— Exercise instructions —
Where a line holds the word "compiler", copy that line from the data below.

— Information —
PR #359, opened 2021-12-22
Move CRYPTO_tls1_prf to a public header

andrewhop:
### Description of changes: 
To let customers easily use the FIPS validated CRYPTO_tls1_prf it needs to be in a public header. Second only to naming the hardest problem in computer science is organization:
* I thought about hkdf.h but that is all focused on HKDF as defined in RFC 5869
* I thought about hmac.h because the TLS PRF uses a lot of HMAC but it didn't fit the vibe of other function
* I thought about ssl.h/tls.h but those are specific to libssl and this function exists in libcrypto
* I settled on moving the current header file as is and picking a reasonable name. This could be more generic like tls_crypto.h so it could house future libcrypto functions that are somewhat libssl specific.

I'm happy to move it to a better spot if someone knows of a good one.

### Testing:
libcrypto and libssl both build and pass all tests locally.


torben-hansen:
> I settled on moving the current header file as is and picking a reasonable name. This could be more generic like tls_crypto.h so it could house future libcrypto functions that are somewhat libssl specific.

I think we should pick a more generic name.

samuel40791765 (approved):

PR #364, opened 2022-01-05
Enable more Windows builds

andrewhop:
### Issues:
Addresses CryptoAlg-907

### Description of changes: 
* Turn on most windows build flavors:
    * Debug build
         * Only for MSVC 2017
    * Release small
    * Release no assembly
    * Release shared build
    * Regular Release is still on
* Update Window's PATH variable to search for our DLLs in the build directory
* Update CI script to support testing on local paths
* Update CI script to skip printing useless CMake logs
* Enable `GTEST_CREATE_SHARED_LIBRARY` so Windows can get the `dllexport`s it needs
* Only specify `BORINGSSL_IMPLEMENTATION` when building our code so Windows picks correctly between `__declspec(dllexport)` and `__declspec(dllimport)` in base.h

### Call-outs:
Without the changes to `BORINGSSL_IMPLEMENTATION` Windows tests would fail because in the unit tests `BORINGSSL_IMPLEMENTATION` would be set and all the `OPENSSL_EXPORT`s would still be `dllexport`ing code instead of importing it. This is due to `add_definitions(-DBORINGSSL_IMPLEMENTATION)` which turns it on for everything.

This does **not** fix the Windows FIPS build, more changes coming soon!

### Testing:
`run_windows_tests.bat` passes locally. These changes don't affect the linux behavior as far as I can tell.

### DIFF
--- a/CMakeLists.txt
+++ b/CMakeLists.txt
@@ -407,7 +407,7 @@ if(FUZZ)
   set(CMAKE_CXX_FLAGS "${CMAKE_CXX_FLAGS} -fsanitize=address,fuzzer-no-link -fsanitize-coverage=edge,indirect-calls")
 endif()
 
-add_definitions(-DBORINGSSL_IMPLEMENTATION)
+#add_definitions(-DBORINGSSL_IMPLEMENTATION)
 
 if(BUILD_SHARED_LIBS)
   add_definitions(-DBORINGSSL_SHARED_LIBRARY)
--- a/CMakeLists.txt
+++ b/CMakeLists.txt
@@ -705,6 +705,10 @@ if(BUILD_TESTING)
   # Add minimal googletest targets. The provided one has many side-effects, and
   # googletest has a very straightforward build.
   add_library(boringssl_gtest third_party/googletest/src/gtest-all.cc)
+  if(BUILD_SHARED_LIBS)
+    # This is needed for the Windows build to correctly annotate GTest's API with __declspec(dllexport)
+    target_compile_options(boringssl_gtest PRIVATE -DGTEST_CREATE_SHARED_LIBRARY=1)
+  endif()
   target_include_directories(boringssl_gtest PRIVATE third_party/googletest)
 
   include_directories(third_party/googletest/include)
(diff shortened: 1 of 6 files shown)


DominicDams (approved):

tests/ci/run_windows_tests.bat
```diff
@@ -1,21 +1,26 @@
...
 @rem %1 contains the path to the setup batch file for the version of of visual studio that was passed in from the build spec file.
 @rem x64 comes from the architecture options https://docs.microsoft.com/en-us/cpp/build/building-on-the-command-line
-call %1 x64 || goto error
+set MSVC_PATH=%1
+call %MSVC_PATH% x64 || goto error
 SET
+
+@rem Run the same builds as run_posix_tests.sh
+@rem check which version of MSVC we're building with: remove 14.0 from the path to the compiler and check if it matches the
+@rem original string. MSVC 14 has an issue with a missing DLL that causes teh debug build to fail to start
```
DominicDams, line 14: nit: the

DominicDams (approved):

CMakeLists.txt
```diff
@@ -705,6 +703,10 @@ if(BUILD_TESTING)
   # Add minimal googletest targets. The provided one has many side-effects, and
   # googletest has a very straightforward build.
   add_library(boringssl_gtest third_party/googletest/src/gtest-all.cc)
+  if(BUILD_SHARED_LIBS)
+    # This is needed for the Windows build to correctly annotate GTest's API with __declspec(dllexport)
+    target_compile_options(boringssl_gtest PRIVATE -DGTEST_CREATE_SHARED_LIBRARY=1)
+  endif()
```
bryce-shang, line 709:
```suggestion
  if(BUILD_SHARED_LIBS AND MSVC)
    # This is needed for the Windows build to correctly annotate GTest's API with __declspec(dllexport)
    target_compile_options(boringssl_gtest PRIVATE -DGTEST_CREATE_SHARED_LIBRARY=1)
  endif()
```

bryce-shang: Nit: maybe we can avoid removing the global definition(and add the definition in place) by only call `remove_definitions` inside the if condition because the test seems the final one being built.
https://cmake.org/cmake/help/v3.1/command/remove_definitions.html

bryce-shang (approved):

CMakeLists.txt
andrewhop: I'll experiment, but I'm not sure that will work since the tests are in the same folder as some of the source code:
> Removes flags (added by add_definitions) from the compiler command line for sources in the current directory and below.

bryce-shang: you are right. the test is built before other directories. the function may not work.

PR #368, opened 2022-01-13
Optimized HMAC implementions

SalusaSecondus:
### Issues:
None

### Description of changes: 
Profiling the existing EVP-based HMAC implementations shows that much of their time is spent in memory management functions and EVP overhead. (In some cases it is more that 5%.) Additionally the EVP APIs do heap-based memory allocation internally.

The more involvement memory management can cause problems for some consumers, specifically those with their own memory management concerns:

* Applications using custom allocators (including zero-allocation)
* Applications with tight time constraints (as malloc/free and be expensive)
* Foreign Function Interface (FFI) applications such as Java
    * Allocating/Freeing/Copying items on the heap require expensive FFI calls
    * Stack-based items can commonly be stored in memory managed by the caller (such as Java) and so be allocated/freed/copy without FFI calls.

By refactoring the HMAC code so that all state lives locally in a single stack-allocatable object we can significantly improve performance.

I have attached three graphs.
1. Improvements: This shows the percentage improvement of the new implementation and APIs over the existing (measured in ops/sec)
  hmac_improvements2
2. HMAC Operation Time: Shows how long it takes to execute HMAC for various algorithms and data-sizes (measured in nanoseconds)
  hmac_time2
3. Where Time is Spent: For just HMAC-256, shows the percentage break-down of where CPU time is spent for the old implementation and new APIs.
  hmac_timespent2

### Call-outs:
* We need to ensure that these changes play nicely with FIPS requirements
* This PR changes the ABI and thus applications will need to re-compile to safely use it.

### Testing:
All existing tests pass and have been refactored to cover the new APIs.


crypto/cipher_extra/e_tls.c
```diff
@@ -45,19 +45,12 @@ typedef struct {
...
-OPENSSL_STATIC_ASSERT(alignof(union evp_aead_ctx_st_state) >=
-                          alignof(AEAD_TLS_CTX),
-                      AEAD_state_has_insufficient_alignment)
-#endif
-
 static void aead_tls_cleanup(EVP_AEAD_CTX *ctx) {
-  AEAD_TLS_CTX *tls_ctx = (AEAD_TLS_CTX *)&ctx->state;
+  AEAD_TLS_CTX *tls_ctx = (AEAD_TLS_CTX *)ctx->state.ptr;
   EVP_CIPHER_CTX_cleanup(&tls_ctx->cipher_ctx);
   HMAC_CTX_cleanup(&tls_ctx->hmac_ctx);
```
torben-hansen, line 51: Can't you do with making the `hmac_ctx` field a pointer? And only allocate it when you need it, according to the requested cipher? e.g. `aes-gcm` won't need it.

SalusaSecondus: The casting was getting annoying so I just added a `(void*)` pointer to the union. Since that's smaller than the existing union it doesn't actually change anything, just makes the casting much easier.

torben-hansen: I was thinking about avoiding dynamic memory allocation https://github.com/awslabs/aws-lc/pull/368/files#diff-544b0ce33ba4678dc2dcd3e8667b8473e4e5cf2e67291ea089e5ab3964d3cdb5R76

unless necessary depending on the cipher. Might not be technically possible, of course. Just thoughts.

SalusaSecondus: Actually, I think that this code-path is only encountered when HMAC is needed, so we may be fine.

torben-hansen: Ahh that's correct. I confused it with the APIs the layer above this one!

SalusaSecondus:
Newest version does not expose any new APIs (though still changes the ABI) and is slightly less performant that the original proposal (probably due to heavier use of function pointers). However, it removes essentially all macro programming and now only adds about 19.5KB to `libcrypto.a`

crypto/fipsmodule/hmac/hmac.c
```diff
@@ -120,119 +175,114 @@ void HMAC_CTX_free(HMAC_CTX *ctx) {
...
       }
     } else {
-      assert(key_len <= sizeof(key_block));
       OPENSSL_memcpy(key_block, key, key_len);
-      key_block_len = (unsigned)key_len;
     }
-    // Keys are then padded with zeros.
-    if (key_block_len != EVP_MAX_MD_BLOCK_SIZE) {
-      OPENSSL_memset(&key_block[key_block_len], 0, sizeof(key_block) - key_block_len);
+    for (size_t i = 0; i < block_size / 8; i++) {
```
nebeid, line 212: The previous version of this function seems to allow key_len to not be divisible by 8 when padding with 0s. However, after that, I think both the previous and this version, due to XORing the ipad and opad with 0, will have those patterns show in key_block. Are we relying on the actual implementation to ignore those extra bytes?

crypto/fipsmodule/hmac/hmac.c
```diff
@@ -120,119 +175,114 @@ void HMAC_CTX_free(HMAC_CTX *ctx) {
...
-
-    size_t block_size = EVP_MD_block_size(md);
-    assert(block_size <= sizeof(key_block));
+  // At this point we know we have valid methods and a context allocated.
+  const HmacMethods *methods = ctx->methods;
+  size_t block_size = EVP_MD_block_size(methods->evp_md);
+  assert(block_size % 8 == 0);
+  assert(block_size <= EVP_MAX_MD_BLOCK_SIZE);
+
+  FIPS_service_indicator_lock_state();
```
nebeid, line 198: I suggest keeping the comment: " 
// We have to avoid the underlying SHA services updating the indicator
// state, so we lock the state here."

crypto/fipsmodule/hmac/hmac.c
```diff
@@ -120,119 +175,114 @@ void HMAC_CTX_free(HMAC_CTX *ctx) {
...
-      !EVP_DigestUpdate(&ctx->md_ctx, buf, i) ||
-      !EVP_DigestFinal_ex(&ctx->md_ctx, out, out_len)) {
-    *out_len = 0;
-    FIPS_service_indicator_unlock_state();
+  const HmacMethods *methods = ctx->methods;
+  if (methods == NULL || ctx->initialized != 1) {
     return 0;
   }
-
+  FIPS_service_indicator_lock_state();
```
nebeid, line 248: I suggest keeping the comment: "
  // We have to avoid the underlying SHA services updating the indicator
  // state, so we lock the state here.
"

crypto/fipsmodule/hmac/hmac.c
```diff
@@ -64,34 +64,91 @@
 
 #include "../../internal.h"
 
+typedef int (*HashInit)(void *);
+typedef int (*HashUpdate)(void *, const void*, size_t);
+typedef int (*HashFinal)(uint8_t *, void*);
```
nebeid, line 69: Why this function doesn't take the ctx as the first parameter?

crypto/fipsmodule/hmac/hmac.c
```diff
@@ -120,119 +175,114 @@ void HMAC_CTX_free(HMAC_CTX *ctx) {
...
-  HMAC_verify_service_indicator(ctx->md);
-  return 1;
+  if (result) {
+    HMAC_verify_service_indicator(evp_md);
+    if (out_len) {
+      *out_len = hmac_len;
+    }
+    return 1;
+  } else {
+    return 0;
```
nebeid, line 270: I think here `out_len` should be set to 0 to match the original behaviour.

crypto/cipher_extra/e_tls.c
```diff
@@ -45,19 +45,12 @@ typedef struct {
...
-                      AEAD_state_is_too_small)
-#if defined(__GNUC__) || defined(__clang__)
-OPENSSL_STATIC_ASSERT(alignof(union evp_aead_ctx_st_state) >=
-                          alignof(AEAD_TLS_CTX),
-                      AEAD_state_has_insufficient_alignment)
-#endif
-
 static void aead_tls_cleanup(EVP_AEAD_CTX *ctx) {
-  AEAD_TLS_CTX *tls_ctx = (AEAD_TLS_CTX *)&ctx->state;
+  AEAD_TLS_CTX *tls_ctx = (AEAD_TLS_CTX *)ctx->state.ptr;
```
nebeid, line 49: I am probably missing something obvious. Why is this change needed? why allocate memory when I think the opaque array in `evp_aead_ctx_st_state` was supposed to store what is being allocated here?

SalusaSecondus: The existing code reuses the space in `EVP_AEAD_CTX->state` but that was never really an intended use for it. (It's designed to have enough space for AES-GCM.) Previously this worked because the `AEAD_TLS_CTX` was relatively small (because it contained an `HMAC_CTX` which then had pointers to other objects). Now that we are flattening `HMAC_CTX` (by removing pointers) and making it larger, we've done the same to `AEAD_TLS_CTX` and it no longer fits in `EVP_AEAD_CTX->state`. We *could* make `EVP_AEAD_CTX->state` larger, but that means that all uses of AES-GCM will spend extra memory when it is rarely needed. Instead, we just store a pointer in `EVP_AEAD_CTX->state` to newly allocated memory.

(Remember, the old code still allocates memory implicitly because the old `HMAC_CTX` contains pointers which require memory allocation.)

crypto/fipsmodule/hmac/hmac.c
SalusaSecondus: Because that's how [libcrypto defines it](https://www.openssl.org/docs/man1.1.1/man3/SHA1_Final.html) :-(

crypto/fipsmodule/hmac/hmac.c
```diff
@@ -64,34 +64,91 @@
...
+};
+
+#define DEFINE_IN_PLACE_METHODS(EVP_MD, HASH_NAME)               \
+  {                                                              \
+    out->methods[idx].evp_md = EVP_MD;                           \
+    out->methods[idx].init = (HashInit)(HASH_NAME##_Init);       \
+    out->methods[idx].update = (HashUpdate)(HASH_NAME##_Update); \
+    out->methods[idx].digest = (HashFinal)(HASH_NAME##_Final);   \
+    idx++;                                                       \
+    assert(idx < HMAC_METHOD_MAX);                               \
```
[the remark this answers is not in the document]
SalusaSecondus: Yup. I'll fix the assertion. Thank you.

crypto/fipsmodule/hmac/hmac.c
```diff
@@ -64,34 +64,91 @@
...
+  result = HMAC_Init_ex(&ctx, key, key_len, evp_md, NULL) &&
+           HMAC_Update(&ctx, data, data_len) &&
+           HMAC_Final(&ctx, out, out_len);
   FIPS_service_indicator_unlock_state();
-  if(out) {
+  HMAC_CTX_cleanup(&ctx);
+  if (result) {
     HMAC_verify_service_indicator(evp_md);
+    return out;
+  } else {
```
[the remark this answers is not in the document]
SalusaSecondus: We can't set it to `NULL` (it's not a pointer to a pointer) but we can zeroize it. Is that good enough?

crypto/fipsmodule/hmac/hmac.c
SalusaSecondus: I'll restore it.

crypto/fipsmodule/hmac/hmac.c
```diff
@@ -120,119 +175,114 @@ void HMAC_CTX_free(HMAC_CTX *ctx) {
...
-    assert(block_size <= sizeof(key_block));
+  // At this point we know we have valid methods and a context allocated.
+  const HmacMethods *methods = ctx->methods;
+  size_t block_size = EVP_MD_block_size(methods->evp_md);
+  assert(block_size % 8 == 0);
+  assert(block_size <= EVP_MAX_MD_BLOCK_SIZE);
+
+  FIPS_service_indicator_lock_state();
+  int result = 0;
+  if (key != NULL || ctx->initialized != 1) {
```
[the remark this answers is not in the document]
SalusaSecondus: I'll restore it.

Personally, I think that if you want to indicate the null key you pass a valid non-null pointer but `key_len -- 0`.

crypto/fipsmodule/hmac/hmac.c
```diff
@@ -120,119 +175,114 @@ void HMAC_CTX_free(HMAC_CTX *ctx) {
...
+    uint64_t pad[EVP_MAX_MD_BLOCK_SIZE] = {0};
+    uint64_t key_block[EVP_MAX_MD_BLOCK_SIZE] = {0};
     if (block_size < key_len) {
-      // Long keys are hashed.
-      if (!EVP_DigestInit_ex(&ctx->md_ctx, md, impl) ||
-          !EVP_DigestUpdate(&ctx->md_ctx, key, key_len) ||
-          !EVP_DigestFinal_ex(&ctx->md_ctx, key_block, &key_block_len)) {
+      if (!methods->init(&ctx->md_ctx) ||
```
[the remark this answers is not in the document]
SalusaSecondus: Sure.

crypto/fipsmodule/hmac/hmac.c
SalusaSecondus: I don't understand this comment. Neither the old nor new implementation require that the key_len be divisible by 8. The new implementation requires that the `block_size` be divisible by 8. All currently supported hash functions meet this requirement.

crypto/fipsmodule/hmac/hmac.c
SalusaSecondus: Will restore.

crypto/fipsmodule/hmac/hmac.c
SalusaSecondus: Will restore.

crypto/fipsmodule/hmac/hmac.c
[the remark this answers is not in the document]
SalusaSecondus: Actually, we don't know how large the space is to wipe. We can make some reasonable guesses.

More importantly I see that we need to handle a case where `out == NULL` (though it doesn't need to be thread-safe).

SalusaSecondus:
As of this point, all CodeBuild tests **other than the HMAC formal proofs** appear to be passing successfully.

crypto/cipher_extra/e_tls.c
torben-hansen, line 49: You deleted the static asserts. What about the other static asserts in the code?
```
grep -r "evp_aead_ctx_st_state" ./                                                                                                                                                      
.//crypto/fipsmodule/cipher/e_aesccm.c:OPENSSL_STATIC_ASSERT(alignof(union evp_aead_ctx_st_state) >=                                                                                            
.//crypto/fipsmodule/cipher/e_aes.c:OPENSSL_STATIC_ASSERT(alignof(union evp_aead_ctx_st_state) >=                                                                                               
.//crypto/fipsmodule/cipher/e_aes.c:OPENSSL_STATIC_ASSERT(alignof(union evp_aead_ctx_st_state) >=                                                                                               
.//crypto/fipsmodule/cipher/e_aes.c:OPENSSL_STATIC_ASSERT(alignof(union evp_aead_ctx_st_state) >=                                                                                               
Binary file .//crypto/fipsmodule/rand/perf_drbg_changes matches                                                                                                                                 
.//crypto/cipher_extra/e_chacha20poly1305.c:OPENSSL_STATIC_ASSERT(alignof(union evp_aead_ctx_st_state) >=                                                                                       
.//crypto/cipher_extra/e_aesctrhmac.c:OPENSSL_STATIC_ASSERT(alignof(union evp_aead_ctx_st_state) >=                                                                                             
.//crypto/cipher_extra/e_aesgcmsiv.c:OPENSSL_STATIC_ASSERT(alignof(union evp_aead_ctx_st_state) >= 8,                                                                                           
.//crypto/cipher_extra/e_aesgcmsiv.c:OPENSSL_STATIC_ASSERT(alignof(union evp_aead_ctx_st_state) >=
```
I haven't looked into whether these can now fail.

crypto/fipsmodule/hmac/hmac.c
```diff
@@ -64,34 +64,139 @@
...
-  HMAC_CTX_init(&ctx);
-  if (!HMAC_Init_ex(&ctx, key, key_len, evp_md, NULL) ||
-      !HMAC_Update(&ctx, data, data_len) ||
-      !HMAC_Final(&ctx, out, out_len)) {
-    out = NULL;
+  HMAC_CTX ctx = {.initialized = 0};
+  int result;
+  // If out is NULL, the digest is placed in a static array.
+  // Note: passing a NULL value for out to use the static array is not thread safe.
+  static uint8_t fallback_output[EVP_MAX_MD_SIZE] = {0};
```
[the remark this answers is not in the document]
torben-hansen: If this is not needed for JNI performance I propose to remove it.

crypto/fipsmodule/hmac/hmac.c
```diff
@@ -64,34 +64,130 @@
...
   FIPS_service_indicator_lock_state();
-  HMAC_CTX ctx;
-  HMAC_CTX_init(&ctx);
-  if (!HMAC_Init_ex(&ctx, key, key_len, evp_md, NULL) ||
-      !HMAC_Update(&ctx, data, data_len) ||
-      !HMAC_Final(&ctx, out, out_len)) {
-    out = NULL;
-  }
-  // Unlock service indicator state and check if HMAC functions have succeeded.
+  HMAC_CTX ctx = {.state = 0};
```
torben-hansen, line 166: we wanna use `HMAC_STATE_UNINITIALIZED` here no?

crypto/fipsmodule/hmac/hmac.c
```diff
@@ -64,34 +64,130 @@
...
+    return out;
+  } else {
+    OPENSSL_cleanse(out, EVP_MD_size(evp_md));
+    return NULL;
   }
-  HMAC_CTX_cleanup(&ctx);
-  return out;
 }
 
 void HMAC_CTX_init(HMAC_CTX *ctx) {
```
torben-hansen, line 189: Do we want to initialise `state` with `HMAC_STATE_UNINITIALIZED`? 

Redundant now - but future-prove it a bit.

crypto/fipsmodule/hmac/hmac.c
```diff
@@ -135,104 +255,99 @@ int HMAC_Init_ex(HMAC_CTX *ctx, const void *key, size_t key_len,
...
-  return 1;
+  if (result) {
+    HMAC_verify_service_indicator(evp_md);
+    if (out_len) {
+      *out_len = hmac_len;
+    }
+    return 1;
+  } else {
+    if (out_len) {
+      *out_len = 0;
```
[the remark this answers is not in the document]
SalusaSecondus: Personally, I'd prefer to not modify `out_len` on failure at all but this change was requested earlier.

1. Should we make this change?
2. Should we commit in our documentation to maintaining this behavior?

crypto/fipsmodule/hmac/hmac.c
```diff
@@ -118,121 +212,169 @@ void HMAC_CTX_free(HMAC_CTX *ctx) {
...
+
+  if (md && ctx->md != md) {
+    // The MD has changed
+    ctx->methods = GetInPlaceMethods(md);
+    if (ctx->methods == NULL) {
+      // Unsupported md
+      return 0;
+    }
     ctx->md = md;
+  } else if (!hmac_ctx_is_initialized(ctx)) {
```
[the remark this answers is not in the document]
SalusaSecondus: Blocklength isn't an input.

However, to avoid any risk of this, if the return value of this method is `0`, I'll reset it to uninitialized.

crypto/fipsmodule/hmac/hmac.c
```diff
@@ -64,34 +64,130 @@
...
+
+struct hmac_methods_st {
+  const EVP_MD* evp_md;
+  HashInit init;
+  HashUpdate update;
+  HashFinal finalize; // Not named final to avoid keywords
+};
+
+// The maximum number of HMAC implementations
+#define HMAC_METHOD_MAX 9
```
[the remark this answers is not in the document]
SalusaSecondus: Fixing

crypto/fipsmodule/hmac/hmac.c
torben-hansen: Decided that `HMAC_STATE_UNINITIALIZED` must remain equal to `0` and added a comment about that.

crypto/fipsmodule/hmac/hmac.c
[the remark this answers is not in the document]
torben-hansen: Keeping as-is to be backwards compatible

torben-hansen:
Update: we are working to modify the formal verification such that it can handle the new code constructions.

crypto/fipsmodule/hmac/hmac.c
```diff
@@ -64,34 +64,154 @@
...
               unsigned int *out_len) {
-  // We have to verify that all the HMAC services actually succeed before
-  // updating the indicator state, so we lock the state here.
+
+  // While returned new contexts are fully zeroed (and that is what we encourage our callers to do),
+  // we know enough about its inner workings to know that setting the state field to HMAC_STATE_UNINITIALIZED
+  // is sufficient for HMAC_Init_ex to get everything into a properly working state.
+  // So this is yet another micro-optimization of only setting a single byte rather than many
+  // (which will just be overwritten in a moment).
+  HMAC_CTX ctx = {.state = HMAC_STATE_UNINITIALIZED};
```
apetcher-amazon, line 189: What happens to all the fields that are not included in the initializer? Are they initialized to 0?

torben-hansen: This object has automatic storage duration. So, I think we want to look at C99 standard 6.7.8.19:
>  The initialization shall occur in initializer list order, each initializer provided for a
particular subobject overriding any previously listed initializer for the same subobject; all
subobjects that are not initialized explicitly shall be initialized implicitly the same as
objects that have static storage duration.

Okay, so back to 6.7.8.10:
> If an object that has automatic storage duration is not initialized explicitly, its value is
indeterminate. If an object that has static storage duration is not initialized explicitly,
then:
— if it has pointer type, it is initialized to a null pointer;
— if it has arithmetic type, it is initialized to (positive or unsigned) zero;
— if it is an aggregate, every member is initialized (recursively) according to these rules;
— if it is a union, the first named member is initialized (recursively) according to these
rules.

Hence, you need to recursively work backwards. But if `0` is `NULL`, then all should end up being 0. 

Would it be easier for you to just zeroise everything at initialisation?

apetcher-amazon: Thanks. That's what I thought was happening. I just wanted to confirm, and make sure the semantics that is used here matches what Clang and SAW are using. 

The code would probably be more clear if it explicitly initialized this struct to `0`, but the formal verification handles the code that is currently in the PR just fine. Leaving some fields uninitialized would work, too, but it looks like the `md` field must be initialized to `0` in order for `HMAC_INIT_ex` to work correctly. Otherwise `if (md && ctx->md != md)`  on line 262 may fail because `ctx->md`  happens to equal the supplied pointer.

SalusaSecondus: You are correct that if `ctx->md` equals the supplied pointer that `HMAC_INIT_ex` will fail (by returning `0` indicating failure). We should simplify this by just replacing it with `HMAC_CTX ctx = {0};`

torben-hansen: We already require this for `HMAC_STATE_UNINITIALIZED`:

> // HMAC_STATE_UNINITIALIZED *MUST* remain `0` so that callers can do `HMAC_CTX ctx = {0};` to get a usable context.

You could also statically assert it - if you are paranoid (:

torben-hansen (approved):

DominicDams (approved):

— Output below —
+@rem check which version of MSVC we're building with: remove 14.0 from the path to the compiler and check if it matches the
> Removes flags (added by add_definitions) from the compiler command line for sources in the current directory and below.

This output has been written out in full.